Among ‘internet Austrians’ there is an idea that there is gigantic bubble in the global bond markets and when this bubble bursts then the world will come to an end (again…).

The people who have these ideas are mostly people who never really studied any economics and who get most of their views on economics from reading more or less conspiratorial “Austrian” school websites. Just try to ask them and they will tell you they never have read any economic textbooks and most of them did not even read Austrian classics as “Human Action”. So in that sense why should we worry about these views?

And why blog about it? Well, because it is not only internet Austrians who have these ideas. Unfortunately many central bankers seem to have the same kind of views.

Just have a look at this from the the Guardian:

A key Bank of England policymaker has warned of the risks to global financial stability when “the biggest bond bubble in history” bursts.

In a wide-ranging testimony to MPs, Andy Haldane, Bank of England director of financial stability, admitted the central bank’s new financial policy committee is taking too long to force banks to hold more capital and appeared to criticise the bank’s culture under outgoing governor Sir Mervyn King.Haldane told the Treasury select committee that the bursting of the bond bubble – created by central banks forcing down bond yields by pumping electronic money into the economy – was a risk “I feel acutely right now”.

He also said banks have now put the threat of cyber attacks on the top of their the worry-list, replacing the long-running eurozone crisis.

“You can see why the financial sector would be a particularly good target for someone wanting to wreak havoc through the cyber route,” Haldane said.

But he described bond markets as the main risk to financial stability. “If I were to single out what for me would be biggest risk to global financial stability right now it would be a disorderly reversion in the yields of government bonds globally.” he said.

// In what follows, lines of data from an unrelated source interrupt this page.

PR #909, opened 2026-05-11
CI: verify the plugin works under psalm.phar

### LINKED ISSUE #895: CI: verify the plugin works under psalm.phar (not just vendor/bin/psalm)
## Problem

`Plugin::registerHandlers()` carries 41 paired `require_once __DIR__ . '/Handlers/...'` + `$registration->registerHooksFromClass(...)` lines. Sister plugins differ:

- `psalm-plugin-symfony` keeps the same `require_once` pattern.
- `psalm-plugin-phpunit` and `Lctrs/psalm-psr-container-plugin` use `class_exists(\$fqcn, true)` instead (each has only one handler though).

The defense exists because Psalm itself (`vendor/vimeo/psalm/src/Psalm/Config.php::loadPlugin`) sidesteps `spl_autoload_register` and direct-`require_once`s the plugin entry-point file. The maintainers' own comment in that loader: _"It may seem that the last step will always fail, but it's only true if project uses Composer autoloader."_ That is, Psalm does not guarantee an active project autoloader at plugin-invocation time.

In practice, the plugin also boots Testbench → requires `Illuminate\…` autoloading → so an environment where our own classes are NOT autoloadable is hard to construct. But \"hard to construct\" is not \"impossible.\" The current CI uses `vendor/bin/psalm` exclusively, so we have zero evidence that the plugin works under `psalm.phar`.

This issue blocks a maintainability cleanup in `Plugin.php` (currently ~793 lines, of which ~155 are the handler registration block). With empirical evidence that `.phar` works, the block can be collapsed to a `private const HANDLERS = [...]` + `foreach` loop without the per-handler `require_once`.

## Proposed work

Add a CI job (e.g., `test-laravel-app-phar.yml` or a job in the existing `test-laravel-app.yml`) that:

1. Installs `psalm.phar` from a pinned Psalm release (`https://github.com/vimeo/psalm/releases/download/<version>/psalm.phar`) — NOT via Composer.
2. Sets up a fresh Laravel project (mirror what `tests/Application/laravel-test.sh` does today).
3. `composer require --dev psalm/plugin-laravel` to install the plugin.
4. Runs `php psalm.phar --no-cache` against the project (instead of `vendor/bin/psalm`).
5. Asserts:
   - The plugin initializes without warnings (\"Laravel plugin error on initialisation\" must NOT appear in output).
   - At least one expected plugin diagnostic is emitted on a known-bad fixture (e.g., a `MissingTranslation` or `NoEnvOutsideConfig` issue) — proves handlers were actually registered.
6. Runs across the same PHP × Laravel matrix as the existing `test-laravel-app.yml`.

## Acceptance criteria

- New CI job runs on PRs and pushes to master.
- Job passes consistently for at least one full week of green runs (no flake).
- Job fails clearly if a handler silently doesn't register (e.g., by checking the diagnostic count on a fixture).
- `docs/contributing/decisions.md` updated: replace \"issue link TBD\" with this issue's URL, and add a follow-up note about whether the constraint can be lifted.

## Out of scope (separate work, gated by this)

- Refactoring `Plugin::registerHandlers()` to drop `require_once`.
- Refactoring the entry point to use a centralized `private const HANDLERS = [...]` list.
- Other Plugin.php cleanups (stub-finder extraction, schema-builder extraction, init-helper relocation) — those are independent and don't depend on `.phar` validation.

## Context

- Affected file: `src/Plugin.php` (lines ~205-356, the `registerHandlers()` method).
- Existing CI: `.github/workflows/test-laravel-app.yml` runs the plugin under `vendor/bin/psalm` only.
- Decision record: `docs/contributing/decisions.md` § \"Class Loading and Discovery\" → \"Handler files are loaded with explicit `require_once`, not via Composer autoload\".
- Internal docs (`CLAUDE.local.md`, `AGENTS.md`) reference this issue under \"Plugin Initialization\".

alies-dev:
Closes #895. **First run revealed a category-wide latent bug; see #910.**

## Summary

Adds `.github/workflows/test-laravel-app-phar.yml`. The job downloads the Psalm version composer resolves in a freshly-built Laravel project, runs the plugin under `psalm.phar` (not `vendor/bin/psalm`), and asserts that `NoEnvOutsideConfig` fires on a tiny bad-env fixture. The diagnostic firing is positive evidence that handlers actually registered, not just absence of errors.

This is the empirical gate that was meant to unblock collapsing `Plugin::registerHandlers()`'s 41 `require_once` + `registerHooksFromClass` pairs into a `foreach` loop over a `HANDLERS` constant (see `docs/contributing/decisions.md` → "Handler files are loaded with explicit `require_once`"). **That cleanup is now gated on #910 instead.**

## Empirical finding (first run)

I triggered the new workflow on this PR via a throwaway `pull_request` trigger (since `gh workflow run` cannot dispatch a workflow that does not yet exist on master). Every matrix cell failed with the same fatal:

```
PHP Fatal error: Cannot redeclare class Psalm\Internal\ErrorHandler
  (previously declared in phar:///.../psalm.phar/src/Psalm/Internal/ErrorHandler.php:20)
  in /.../vendor/vimeo/psalm/src/Psalm/Internal/ErrorHandler.php on line 24
```

Full logs: https://github.com/psalm/psalm-plugin-laravel/actions/runs/25658024029

This is a **dual-Psalm collision**, not the autoloader-not-registered scenario the `require_once` defense was guarding against. When the plugin is composer-installed, `vimeo/psalm` comes along as a hard dependency (declared in `require`). Then when `psalm.phar` runs, the phar's bundled Psalm and the composer-installed Psalm fight in PHP's class table. Sister plugin `psalm-plugin-symfony` has the identical composer.json shape and only tests via `vendor/bin/psalm` in its CI; the bug is presumably category-wide. Filed as #910.

The throwaway trigger commit was then dropped (force-push-with-lease), so the diff in this PR matches the original spec: triggers are `workflow_dispatch` + `release: published` + weekly Friday cron.

## Triggers (per maintainer spec)

- `workflow_dispatch` (manual)
- `release: types: [published]` (post-tag smoke test)
- `schedule: "0 6 * * 5"` (weekly Friday, matches `test-laravel-app.yml`)

Intentionally NOT on PR/push: the matrix is heavy (7 cells) and the failure modes here are slow-moving.

## Job structure

1. **Create Laravel app + install plugin** — reuses `tests/Application/laravel-test.sh` with the new `--setup-only` flag (exits before Psalm runs).
2. **Download psalm.phar** matching the composer-resolved Psalm version. Includes a semver guard that rejects `dev-master` and Composer path-repo aliases (`9999999-dev`), plus an integrity check via `php psalm.phar --version | grep -q '^Psalm'` to catch truncated downloads.
3. **Baseline check** — runs `psalm.phar` against the existing `laravel-test-psalm.xml` config.
4. **Positive assertion** — drops `app/PharCheck/PharCheckEnvFixture.php` (calls `env()` outside `config/`) into the test app, runs `psalm.phar` with a stripped-down config, and three-way-gates on (a) non-zero psalm exit, (b) no init-failure warning in output, (c) `NoEnvOutsideConfig` appears in output. Distinct error messages per failure mode so a crash before output is not misreported as "handler failed to register".

## Companion changes

- `tests/Application/laravel-test.sh`: adds `PSALM_BINARY` env var (default `./vendor/bin/psalm`) and `--setup-only` flag. Existing `composer test:app` path is unchanged.
- `docs/contributing/decisions.md`: updates the "How to remove this constraint" paragraph to note the new CI job exists, with the caveat that it does not run on every PR.

## Recommended path forward

**Land this PR as proof-of-discovery.** The workflow correctly identifies that the plugin is broken under `psalm.phar` (first run, every cell). That's exactly what #895 asked for. Until #910 is fixed:

- The post-merge `gh workflow run test-laravel-app-phar.yml --ref master` will fail; the failure is the deliverable.
- The weekly Friday cron and release-trigger runs will keep failing as a visible reminder.
- The `require_once` cleanup contemplated in `docs/contributing/decisions.md` stays gated.

If you'd rather not merge a workflow that fails on first run, the alternative is to keep this PR open until #910 is fixed and the workflow can produce a green signal.

## Validation

- `actionlint` passes on the new workflow.
- `bash -n` passes on the modified script.
- Two rounds of `/psalm-review` (code, architecture, docs, tests, errors agents) before push.
- Workflow ran end-to-end on the PR via a throwaway `pull_request` trigger (since reverted) and behaved as designed: the three-way gate correctly identifies the dual-Psalm collision as a non-init-warning, psalm-exited-non-zero, no-NoEnvOutsideConfig-in-output failure mode and surfaces it cleanly.

### DIFF
--- a/.github/workflows/test-laravel-app-phar.yml
+++ b/.github/workflows/test-laravel-app-phar.yml
@@ -1,0 +1,193 @@
+name: Test Laravel app (psalm.phar)
+
+# Validates the plugin works when Psalm is run as a standalone phar (not
+# vendor/bin/psalm). This is the "phar class-loading" gate referenced in
+# docs/contributing/decisions.md → "Handler files are loaded with explicit
+# require_once". A passing run here is the empirical evidence that unblocks
+# collapsing src/Plugin.php::registerHandlers() into a foreach loop.
+# See https://github.com/psalm/psalm-plugin-laravel/issues/895.
+#
+# Triggers are deliberately narrow: manual + on a new release (post-tag smoke
+# test) + a weekly schedule (catches drift between releases). We do NOT run
+# this on every PR/push because the matrix is heavy and the failure modes are
+# slow-moving (Psalm's plugin loader and our require_once block both change
+# rarely).
+on:
+  workflow_dispatch:
+  release:
+    types: [published]
+  schedule:
+    # Weekly on Friday at 06:00 UTC, matching test-laravel-app.yml.
+    - cron: "0 6 * * 5"
+
+# Cancel superseded runs on the same ref (mostly relevant for manual dispatch).
+concurrency:
+  group: ${{ github.workflow }}-${{ github.ref }}
+  cancel-in-progress: true
+
+jobs:
+  build:
+    runs-on: ubuntu-latest
+    name: Test Laravel ${{ matrix.laravel-installer-version }} under psalm.phar (PHP ${{ matrix.php-version }})
+
+    strategy:
+      fail-fast: false
+      matrix:
+        php-version:
+          - '8.2'
+          - '8.3'
+          - '8.4'
+          - '8.5'
+        laravel-installer-version:
+          - '12.12.2'
+          - 'dev-master'
+        exclude:
+          - php-version: '8.2'
+            laravel-installer-version: 'dev-master'
+
+    steps:
+      - name: Checkout code
+        uses: actions/checkout@v6
+
+      - name: Setup PHP
+        uses: shivammathur/setup-php@v2
+        with:
+          php-version: ${{ matrix.php-version }}
+          coverage: none
+          tools: composer:v2
+
+      - name: Create Laravel app and install plugin (no Psalm run)
+        run: |
+          LARAVEL_INSTALLER_VERSION=${{ matrix.laravel-installer-version }} \
+            ./tests/Application/laravel-test.sh --verbose --setup-only
+
+      - name: Download psalm.phar matching the resolved Psalm version
+        working-directory: tests-app/laravel-example
+        run: |
+          # Read the exact Psalm version composer resolved in the test project.
+          # jq is preinstalled on GitHub-hosted ubuntu runners. Parsing JSON is
+          # more robust than text-parsing `composer show`.
+          PSALM_VERSION=$(composer show -f json vimeo/psalm | jq -r '.versions[0]')
+          if [ -z "$PSALM_VERSION" ] || [ "$PSALM_VERSION" = "null" ]; then
+            echo "::error::Could not resolve installed vimeo/psalm version"
+            composer show vimeo/psalm
+            exit 1
+          fi
+          echo "Resolved Psalm version: $PSALM_VERSION"
+          # Restrict to a proper semver tag. This rejects both `dev-master`
+          # (no phar published) and Composer's path-repo aliases like
+          # `9999999-dev`, where building a GitHub release URL would 404 with
+          # a less actionable message.
+          if [[ ! "$PSALM_VERSION" =~ ^[0-9]+\.[0-9]+\.[0-9]+ ]]; then
+            echo "::error::Resolved Psalm version '$PSALM_VERSION' is not a tagged semver release; no phar artifact is published for dev refs."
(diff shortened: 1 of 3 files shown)


alies-dev:
low priority as for now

There had been “shades of that” in recent weeks as government bond yields have edged higher amid talk that central banks, particularly the US Federal Reserve, will start to reduce its stimulus.

“Let’s be clear. We’ve intentionally blown the biggest government bond bubble in history,” Haldane said. “We need to be vigilant to the consequences of that bubble deflating more quickly than [we] might otherwise have wanted.”

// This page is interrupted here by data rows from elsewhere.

PR #917, opened 2026-05-11
Use `static` instead of `$this` in relation factory return templates

### LINKED ISSUE #913: MixedMethodCall when chaining any method off a relation factory (`$this->belongsTo()/hasMany()/...->...`) inside relation methods
## Summary

Psalm reports `MixedMethodCall` when chaining `withoutGlobalScopes()` directly onto a `belongsTo()` call inside a relationship definition. The receiver of `withoutGlobalScopes()` (the `BelongsTo` returned by `belongsTo()`) is treated as `mixed`, breaking the fluent chain.

## Versions

- `psalm/plugin-laravel`: `dev-master` @ `9304208713a57542c08b14ed12e073cddbef978f` (composer constraint `^4.0@RC`)
- `psalm/plugin-phpunit`: `0.20.1`
- `laravel/framework`: v12
- PHP 8.5

## Reproducer

```php
namespace Domain\Cart\Models;

use Domain\Customer\Models\Customer;
use Illuminate\Database\Eloquent\Relations\BelongsTo;

final class AbandonedCart extends Model
{
    /** @return BelongsTo<Customer, self> */
    public function customer(): BelongsTo
    {
        return $this->belongsTo(Customer::class)->withoutGlobalScopes();
    }
}
```

Reported error:

```
ERROR: MixedMethodCall
at src/Cart/Models/AbandonedCart.php:40:51
Cannot determine the type of the object on the left hand side of this expression (see https://psalm.dev/015)
        return $this->belongsTo(Customer::class)->withoutGlobalScopes();
```

The column points at `->withoutGlobalScopes()`. Psalm has lost the type of the `$this->belongsTo(Customer::class)` receiver.

## Expected behaviour

`belongsTo()` is stubbed (in `stubs/common/Database/Eloquent/Concerns/HasRelationships.phpstub`) to return `\Illuminate\Database\Eloquent\Relations\BelongsTo<TRelatedModel, $this>`, and `withoutGlobalScopes(?array $scopes = null): $this` is declared in the Builder stub. Via the Relation's `@mixin Builder<TRelatedModel>`, the chain should resolve to `BelongsTo<Customer, AbandonedCart>` so the method's `@return BelongsTo<Customer, self>` is satisfied without a Mixed cascade.

## Notes / context

- Likely the same family as #190 (`Support hasMany(...)->orderBy()`), which was fixed in #642 by adding `MethodForwardingHandler`. That handler covers QueryBuilder-only methods that come in through `__call` (Path 2: `orderBy`, `limit`, `groupBy`, etc.) and Builder-mixin methods (Path 1). `withoutGlobalScopes()` is declared directly in the Builder stub with `@return $this`, so it's a Path 1 / mixin-interception candidate — but the chain still falls back to Mixed at the immediate `belongsTo()` receiver, not just at later links.
- Workaround: assign the relation to a typed local first, then call the chained method:
  ```php
  /** @var BelongsTo<Customer, self> $relation */
  $relation = $this->belongsTo(Customer::class);
  return $relation->withoutGlobalScopes();
  ```
  Forcing the type with the intermediate variable resolves the error, which confirms the regression is in how the chained call infers the receiver type rather than in the Builder stub's `withoutGlobalScopes()` signature itself.

I haven't dug further into whether the gap is in `MethodForwardingHandler`'s mixin-interception path, in the stubbed `belongsTo()` `@return ... <TRelatedModel, $this>` template resolution under chaining, or in core Psalm 7's handling of `$this` through `@mixin`. Happy to provide more debug info if helpful.

alies-dev:
## Summary

`\$this->belongsTo(X::class)->withoutGlobalScopes()` (and similar chained calls on relation factories inside Model methods) raised `MixedMethodCall` because the intermediate factory call collapsed to `mixed`. The root cause sits in the stub: `@return Relation<TRelated, \$this>` in `HasRelationships` left the TDeclaringModel slot unsubstituted under Psalm 7. Swapping `\$this` for `static` substitutes correctly and produces the right concrete generic type.

The receiver of any relation factory is always the model itself, so `static` and `\$this` are semantically equivalent at the TDeclaringModel slot. This is a stub divergence from Laravel source documented inline in the trait.

Applies to all 11 factory methods in `HasRelationships`: `hasOne`, `hasOneThrough`, `morphOne`, `belongsTo`, `morphTo`, `hasMany`, `hasManyThrough`, `morphMany`, `belongsToMany`, `morphToMany`, `morphedByMany`.

## Notes for reviewers

- The stub change is documented at the trait level so future stub-sync passes will preserve the divergence (see #913 for context).
- The regression test asserts both the intermediate factory type (a load-bearing `@psalm-check-type-exact`, since a future regression that re-collapses the intermediate to `mixed` would still satisfy a declared return type) and the full chained-return shape for the four structurally distinct relation shapes:
  - 2-template (`belongsTo`, `hasOne`, `hasMany`)
  - 3-template through (`hasManyThrough`)
  - 4-template pivot-bearing (`belongsToMany`)
  - No-TRelatedModel (`morphTo`)
- The remaining methods (`morphOne`, `morphMany`, `hasOneThrough`, `morphToMany`, `morphedByMany`) share the same template shapes and `static`-substitution path with covered methods.
- Possible follow-up worth a separate pass: `ModelRelationReturnTypeHandler` was introduced specifically to work around the same `\$this`-in-template Psalm limitation for user-defined relation methods. Now that the factory stubs work directly, that handler might have some redundant logic to simplify.

Fixes #913


alies-dev:
Superseded by #1055, which implements both coupled halves of the #913 fix (`$this`→`static` **and** `@template-covariant TDeclaringModel`). This PR did only the first half and regresses on non-final models. Ideas worth keeping carried over in https://github.com/psalm/psalm-plugin-laravel/pull/1055#issuecomment-4723909698.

I must admit that I am somewhat shocked by Haldane’s comments as it seems like Haldane actually thinks that monetary easing is the cause that global bond yields are low. The Bank of England later said it was not the view of the BoE, but Haldane’s “personal” views.

If Haldane ever studied Milton Friedman it did not have an lasting impact on his thinking. Milton Friedman of course told us that low bond yields is not an result of easy monetary policy, but rather a result of excessively TIGHT monetary policy. Hence, if monetary conditions are tight then inflation and growth expectations are low and as a consequence bond yields will also be low.

Hence, Milton Friedman would not be surprised that Japanese and US bond yields have risen recently on the back of monetary easing being implemented in the US and Japan.

In fact the development in global fixed income markets over the past five years is a very strong illustration that Friedman was right – and why Haldane’s fears are misguided. Just take a look at the graph below – it is 10-year US Treasury bond yields.

10y UST

(If you think you saw this graph before then you are right – you saw it here).

If Haldane is right then we should have seen bond yields decrease following the announcement of monetary easing. However, the graph shows that the opposite have happened.

Hence, the announcement of TAP and the dollar swaps lines in early 2009 was followed by an significant INCREASE in US (and global) bond yields. Similarly the pre-announcement of ‘QE2’ in August 2010 also led to an increase in bond yields.

And finally the latest sell-off in the global fixed income markets have coincided with monetary easing from the fed (the Evans rule) and the Bank of Japan (‘Abenomics’)

If you think there is a bond bubble

then blame the ECB’s rate hikes in 2011

Looking at US 10-year yields over the past five years we have had three major “down-legs”. The first down-leg followed the collapse of Lehman Brothers in October 2008. The second down-leg played out in the first half of 2010 following the hike in Federal Reserve’s discount rate in February 2010 and the People Bank of China’s increase in the reserve requirement in January 2010.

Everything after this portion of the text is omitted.